Still. As fanciful as they were, ER and the less-remembered Chicago Hope were, to me at least and I suspect to many others of similar age, The less I say about House MD the better. a large part of the draw of medicine. It is good to know that there is a half-decent show out there that may keep the flame going.
📺 I will have more to write about each season of Stranger Things after the holidays. But how refreshing was it for a show to clearly distinguish between good and evil, for that evil to be cosmic not personal, and for the ending to be unambiguously happy and satisfying? Bravo, brothers Duffer.
Our Stranger Things rewatch reminded me that one of the main character’s sexual orientation has been telegraphed since the very first episode, and in seasons 4 and 5 we learned that it is in fact crucial to the whole story. I have bones to pick with those two seasons, but having a main character who is gay is not one of them. Those Internet trolls who are giving the penultimate episode one-star reviews because of a very plot-appropriate if not very believable coming out scene are way out of line, so I dusted off my IMDB login to give the episode 10 stars, even though it is at most an 8.5.
I praised the acting and cinematography of Pluribus, but should not have left out the music! There are long stretches without dialogue that could have gone terribly wrong, but are instead on my re-re-rewatch list. At the top is Manousos’s drive up South America towards the Darién Gap to the tune of Esperanza (and the extended version on Apple Music), which led me to the Tiny Desk Concert by Hermanos Gutiérrez of whom I am now a faithful listener.
📺 Pluribus (2025) was a perfectly paced masterpiece of cinematography and acting that raised questions which were at once urgent and eternal. Would it surprise anyone that so many people online identified with the hive mind and thought Rhea Seehorn’s character was the villain?
Season 2 coming 2027!
HBO not renewing Scavengers Reign was bad enough, but I recently learned that the news was even worse. Netflix, too, had passed on the opportunity even with the Season 2 teaser being everything I could have hoped for.
Time for Apple TV to pick it up! How do we make it happen?
📺 It breaks my heart that Season 5 of Only Murders in the Building immediately descended into toilet humor and pointless self-parody. Five episodes in and we are out — life is too short to spend it on drivel.
Wednesday links, one screw-up after another
- Michael DePeau-Wilson for Asimov Press: Why the FDA Is Slow to Remove Drugs. And more importantly, why this is bad.
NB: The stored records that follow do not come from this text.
PR #699, opened 2023-11-06
🍨 Io binding with OrtValue & KV shared buffer

trajepl:
## Describe your changes
This pull request to the Olive project includes changes to improve the performance and efficiency of the codebase. The most important changes include adding a new method to efficiently bind inputs and outputs to the session, and adding new user configuration options to enable input/output binding to the session.

Main performance improvements:

* <a href="diffhunk://#diff-816af95cf16e31610395bb20947f1d73cc1ca67355964e074a8f55375c8139a7R315-R330">`olive/evaluator/olive_evaluator.py`</a>: Added a new method `prepare_io_bindings` to efficiently bind inputs and outputs to the session using either the CPU or GPU depending on the device. 

Configuration improvements:

* <a href="diffhunk://#diff-9518353a6765bba684599d6a43784130d1d59148103baff7550b6dbfdd387858L38-R39">`examples/bert/bert_cuda_gpu.json`</a>: Added new user configuration option `io_bind` to enable input/output binding to the session.
* <a href="diffhunk://#diff-26023f8bc1119b7b0914f257e10173362a37ab7b12e326893b2b575d400fff64L38-R39">`examples/bert/bert_trt_gpu.json`</a>: Added a new user configuration option `io_bind` to enable input/output binding to the session.

### DIFF
--- a/olive/evaluator/olive_evaluator.py
+++ b/olive/evaluator/olive_evaluator.py
@@ -312,6 +312,22 @@ class OnnxEvaluator(OliveEvaluator, framework=Framework.ONNX):
             if k in input_names
         }
 
+    @staticmethod
+    def prepare_io_bindings(session, input_data, device):
+        """Convert input from numpy array to OrtValue."""
+        # TODO(trajep): add device_id to the OrtValue
+        from onnxruntime import OrtValue
+
+        io_bind_op = session.io_binding()
+        io_bind_device = "cuda" if device == "gpu" else "cpu"
+        for k, v in input_data.items():
+            new_v = OrtValue.ortvalue_from_numpy(v, io_bind_device)
+            io_bind_op.bind_ortvalue_input(k, new_v)
+        for item in session.get_outputs():
+            io_bind_op.bind_output(item.name, io_bind_device)
+
+        return io_bind_op
+
     def _inference(
         self,
         model: ONNXModel,
@@ -398,12 +414,7 @@ class OnnxEvaluator(OliveEvaluator, framework=Framework.ONNX):
         input_dict = OnnxEvaluator.format_input(input_data, io_config)
 
         if metric.user_config.io_bind:
-            io_bind_op = session.io_binding()
-            io_bind_device = "cuda" if device == "gpu" else "cpu"
-            for k, v in input_dict.items():
-                io_bind_op.bind_cpu_input(k, v)
-            for item in session.get_outputs():
-                io_bind_op.bind_output(item.name, io_bind_device)
+            io_bind_op = OnnxEvaluator.prepare_io_bindings(session, input_dict, device)
 
         for _ in range(warmup_num):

You can’t accelerate drug approvals without also doing more culling on the back end. Symmetry, please.
- James L. Olds: Why Transformational Science Can’t Get Funded: The Einstein Problem. I disagree with most of it, but it is in fact the institutional point of view.
- Anonymous for the Good Science Project: A Top Scientist’s Ideas as to NIH. Did AI write this? Not great, but again, an institutional point of view masquerading as call to reform.
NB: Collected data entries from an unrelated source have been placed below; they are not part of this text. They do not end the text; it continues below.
PR #701, opened 2023-11-07
Add LLaMA 2 example for DirectML

PatriceVignola:
This adds the LLaMA 2 optimizations for DirectML with examples, and a sample ChatApp that was inspired from [this](https://github.com/microsoft/Llama-2-Onnx/tree/main/ChatApp) but stripped down to an MVP and customized for DirectML.

It also adds a "CompositePyTorchModel" which follows the same principle as the Composite Optimum model but for raw pytorch models instead.


olive/passes/onnx/conversion.py
```diff
@@ -137,19 +137,16 @@ def _convert_model_on_device(
             if isinstance(dummy_inputs, dict):
                 dummy_input_keys = set(dummy_inputs.keys())
 
-                # handle dummy inputs for hf model with past, which has past_key_values
+                # handle dummy inputs for model with past, which has past_key_values
                 # match input names in `past_key_values.(hidden_layer_num).(key|value)` pattern
-                from transformers.modeling_utils import PreTrainedModel
-
-                if issubclass(type(pytorch_model), PreTrainedModel):
```
PatriceVignola, line 144: We use the same cache format as huggingface here, so we can leverage this logic without restricting it only for `PreTrainedModel`

.pre-commit-config.yaml
```diff
@@ -27,6 +27,7 @@ repos:
     rev: v0.3.1
     hooks:
       - id: absolufy-imports
+        exclude: examples/directml/llama_v2/chat_app/
```
guotuofeng, line 30: need to add this line into pyproject.toml,

please refer to https://github.com/pylint-dev/pylint/blob/df0800ec22c108cb1db244b5c8c4b25db79c58ba/examples/pyproject.toml#L2 and
https://github.com/microsoft/Olive/blob/main/pyproject.toml#L180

- Bryan Vartabedian: Physician authority and influence. An important distinction, and kudos to Dr. Vartabedian for coping that he has more influence than authority. I, on the other hand, have neither.
- Joe Boudreau: On 10 Years of Writing a Blog Nobody Reads. I have been doing it for at least 15 (13 of those in English) and it is in fact wonderful.
- Todd Vaziri: The “Mad Men” in 4K on HBO Max Debacle. The best and most concise review of this royal screwup of one of my favorite shows.
📺 Notes from re-watching the first two seasons of Stranger Things with my 13-year-old:
- Wow, it really took a while for Steve and Dustin to meet.
- I underrated Season 2 in my memory, I suspect because of the poorly timed and too on-the-nose episode 7.
- Will this be their generation’s Harry Potter?